マンションでいうテラスとは、1階住戸におけるバルコニーに該当するものです。バルコニーと同様に、掃き出し窓から降りることができ、床はコンクリートやタイル、レンガ等になっています。専用庭がある場合には、住戸と専用庭をつなぐ中間的なスペースとなり、住戸からはテラスを通って専用庭に行くことができます。

管理に関する用語

マンション管理業

マンション管理業者

マンション管理を行う業者のこと。マンション管理適正化法により、マンション管理業を行う業者は、マンション管理業者登録簿への登録が義務付けられています。この登録を行っているマンション管理業者には、マンション管理適正化法による登録番号が付されます。

マンション管理業

マンション管理適正化法においては、マンション管理業は、管理組合から委託を受けて管理事務(マンションの管理に関する事務であって基幹事務を含むもの)を業として行うものとされています。なお、基幹事務とは下記を指します。
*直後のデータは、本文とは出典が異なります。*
PR #651, opened 2026-06-28
mining: include Upgrade9 (CashTokens) script flags when building block templates

CyberAshven:
## Problem

`NewBlockTemplate` validates each candidate transaction with the hardcoded `txscript.StandardVerifyFlags`:

```go
sigchecks, err := blockchain.ValidateTransactionScripts(tx, blockUtxos,
    txscript.StandardVerifyFlags, g.sigCache,
    g.hashCache, g.chainParams.Upgrade9ForkHeight)
```

`StandardVerifyFlags` does not include `ScriptAllowCashTokens` (nor `ScriptAllowMay2025` / `ScriptAllowMay2026`). `ValidateTransactionScripts` only performs CashTokens validation when that flag is set (see `blockchain/scriptval.go`), so on a token-active network every CashToken transaction — valid and already accepted into the mempool — fails the template's script check and is dropped at the skip `continue`.

Both the mempool (`mempool/mempool.go`) and consensus block validation (`blockchain/validate.go`) already compute these flags from the fork-activation state; only `NewBlockTemplate` uses the bare standard flags. The result is empty / near-empty block templates on token-active networks.

## Reproduction

On chipnet (CashTokens active), with an identical 208-transaction mempool:

| node | `getblocktemplate` transactions |
| --- | --- |
| Bitcoin Cash Node | 208 |
| bchd (unpatched) | 0 |

## Fix

Compute the script-verification flags in `NewBlockTemplate` the same way the mempool/consensus does — start from `StandardVerifyFlags` and OR-in the post-Upgrade9 flags based on the next block height / median time past — then pass them to `ValidateTransactionScripts`.

## Testing

Built bchd with this change and re-ran the reproduction: `getblocktemplate` returned all 208 transactions (was 0), matching Bitcoin Cash Node on the same network.

### DIFF
--- a/.github/workflows/trigger-start9-build.yml
+++ b/.github/workflows/trigger-start9-build.yml
@@ -31,59 +31,18 @@ jobs:
         run: start-cli init-key
         shell: bash
 
-      - name: Bump version to match release tag
-        run: |
-          set -euo pipefail
-          TAG="${{ github.ref_name }}"
-          CLEAN_TAG="${TAG#v}"
-
-          CURRENT_VAR=$(grep -E '^[[:space:]]*current:' startos/versions/index.ts | head -1 \
-            | sed -E 's/.*current:[[:space:]]*([A-Za-z0-9_]+).*/\1/')
-          VERSION_FILE_BASE=$(echo "$CURRENT_VAR" | sed -E 's/^v_//; s/_/./g')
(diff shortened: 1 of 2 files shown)


zquestz:
This looks great, can you remove the start9 workflow so this is a clean change set?

CyberAshven:
Yes, thanks for your reply i will update this PR soon

zquestz:
Actually screw it, both PR's look reasonable. =)

Merging.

  • 管理組合の会計の収入及び支出の調定に関する事務。
  • 管理組合の出納に関する事務。
  • 専有部分を除くマンションの維持又は修繕の実施に関する企画又は実施の調整に関する事務。

管理形態

全部委託・総合管理

マンションの管理業務の全てを、管理会社に委託する方式です。すべてを管理会社に任せることができるため、理事長・理事の負担が軽いこと、トラブルや問題が発生しにくいなどのメリットがあります。全ての業務に管理会社が関与することから管理費用が高いほか、修繕なども管理会社主導で行われるため、修繕費用が高くなりやすいというデメリットがあります。

一部委託

マンションの管理のうち、一部を管理会社に委託して、その他を管理組合が自ら行う方式です。会計業務のみを管理会社に委託し、管理員の採用や修繕の手配などは管理会社が行う、というようなやり方になります。管理会社に委託する範囲が限定できるため、費用を安くしたり、管理会社の言いなりになりにくいというメリットがあります。デメリットとしては、理事長・理事を中心に管理組合の負担が重くなるほか、委託しない業務については専門的な知見が不足する可能性があることが挙げられます。

自主管理

マンションの管理業務の全てを、管理会社に委託せず、管理組合が自ら行う方式です。管理会社に委託しないため管理費用は安くできますが、理事長を中心とした理事の負担が重いほか、修繕計画の立案や実行、管理規約などのルール整備・法的対応について、専門的な知見が不足することもあり、修繕金が高額になったり、マンションの資産価値が低下したりすることで、逆に金銭的な負担が増えてしまう可能性もあります。新しいマンションで採用されているケースはあまりありません。

管理員の勤務形態

常駐管理

管理人が常時マンションにいる管理員の勤務形態のこと。いわゆる住込みや、交代勤務での24時間管理のことです。通常、窓口対応時間は9時~17時などと決まっていますが、緊急の際には、夜間などでも対応が可能です。管理費が高くなるため、タワーマンションなど戸数の多い大規模のマンションで採用されることが多い形態です。

日勤管理(通勤管理)

管理人が決められた日時に駐在している管理の形態のこと。最も一般的な管理形態です。月~金の8時~16時、火・木の9時~12時など、勤務の曜日や時間はマンションによって異なりますが、曜日・時間の多寡にかかわらず日勤管理または通勤管理と呼ばれます。

巡回管理

管理人が駐在する決まった日時は無く、定期または不定期にマンションを訪れて管理する形態のことです。駐車場や駐輪場の申込・解約などは、管理会社に連絡します。

その他の用語

大規模修繕工事

建物の機能維持、寿命の長期化を図るために行われる大規模な修繕工事のこと。具体的には、外壁塗装・タイル補修、屋上防水、鉄部塗装、給排水管などの工事を指します。一般的に、12年周期での実施計画を立てているケースが多いですが、国土交通省が平成29年に実施した実態調査では、13~16年程度の周期で行われていることが分かりました。なお、大規模修繕工事の費用は、1戸あたり約100万円前後、延床面積1㎡あたりでは11,000円前後で、工事費の約2割は足場などの仮設工事に費やされていました。